For a while last week, it looked like we might break a record for precipitation this month. We still have one more day left in the month, and they are forecasting rain, but it looks like the record is out of reach. However, we did well, especially for a drought year. We have had 451 mm of rain this month, 44% of our total precipitation for the year, making it the third wettest November ever, after 1908 and 2006.
Of course, the weather is getting colder, and it will not be long before some of that wet season precipitation falls in more solid form. Last winter's heavy snow tore off our gutters as it avalanched off the roof. We had the gutters replaced in the spring, a necessity for our rainwater collection system.

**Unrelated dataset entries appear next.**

PR #7127, opened 2023-11-30
`visit-tag` - Enable on single releases

kidonng:
Mentioned in https://github.com/refined-github/refined-github/issues/7125#issuecomment-1833875365

## Test URLs

https://github.com/refined-github/refined-github/releases/tag/23.11.23

## Screenshot

image


fregante:
It'd be good to add that url to the test urls

PR #7129, opened 2023-12-01
Enable rgh-pr-template for all repos

LudvigHz:
Enable `rgh-pr-template` for all repos and rename to `pr-template`. 

Is there a reason why this feature was locked to refined-github only? It would be very nice if we could get this as a part of rgh on all repos :)

## Test URLs

https://github.com/refined-github/refined-github/compare/main...sandbox/keep-branch?quick_pull=1

## Screenshot

See #6947

### DIFF
--- a/source/features/pr-template.tsx
+++ b/source/features/pr-template.tsx
@@ -24,7 +24,6 @@ function init(signal: AbortSignal): void {
 
 void features.add(import.meta.url, {
 	asLongAs: [
-		isRefinedGitHubRepo,
 		pageDetect.isCompare,
 	],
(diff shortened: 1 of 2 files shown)


fregante:
Sorry, can't do. It doesn't match everyone's expectations. More often than not, that description is meant to be used and filled-in like a templated, not removed.

We tried this before, it's not possible.

fregante:
Some context:

- https://github.com/refined-github/refined-github/issues/3365

That feature actually tried to render the template, just to show that sometimes the requirements are the opposite of this

PR #7130, opened 2023-12-01
Meta: Support new screenshot URLs in readme parser

fregante:
For https://github.com/refined-github/refined-github/issues/6000#issuecomment-1714997576


build/__snapshots__/readme-parser.test.ts.snap
```diff
@@ -0,0 +1,1137 @@
+// Vitest Snapshot v1, https://vitest.dev/guide/snapshot.html
```
fregante, line 1: Snapshots are a bit annoying, but I think in the past we had at least one instance of nuking the options page due to some parser mistakes.

This can also help as to double-check what is actually being extracted from the readme. Currently the only way is to check the generated bundles or opening the options page (where screenshot URLs are not immediately visible for example)

On a related note, I wonder if we should export this list to a JSON file into the repo so that it can be used.

https://vitest.dev/api/expect.html#tomatchfilesnapshot

build/__snapshots__/imported-features.json
```diff
@@ -0,0 +1,193 @@
+[
+  "action-pr-link",
```
fregante, line 2: This is great. We now have a static JSON file with a list of features.

This could enable things like #4493 😜 

It can potentially also be transformed to a raw-text list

This week, in order to prevent the same thing happening again and ruining our nice new gutters, we had snow stops installed on the roof.
Apparently, half of Denman Island is installing snow-stops, and the installers are run off their feet. They told us that they have people flagging them down by the side of the road and asking about installation.
Last week, I confidently reported victory in my battle of wits against our neighbours' cat, Java. It seems that my claim was premature.
Earlier this week, Wendy and I were quietly reading when we heard a commotion of yowling and hissing at the cat door, followed by the panicked entrance of our two cats. Java had somehow managed to cross the net barrier and get into our cats' play area. He then went up the ramp and hid in the enclosure on the deck, where he ambushed them. Our cats were totally freaked out, to the point where they are now reluctant to venture outside, even in nice weather.
This means war. The battle has now gone high-tech, with the installation of an electric fence. I would like to say that that will stop him, but he is one resourceful cat. So, we shall see. It is a bit disconcerting to be losing a battle of wits with a cat.
My project for this coming week, when not drafted for war duty, will be to start work on a new shelving unit for the living room.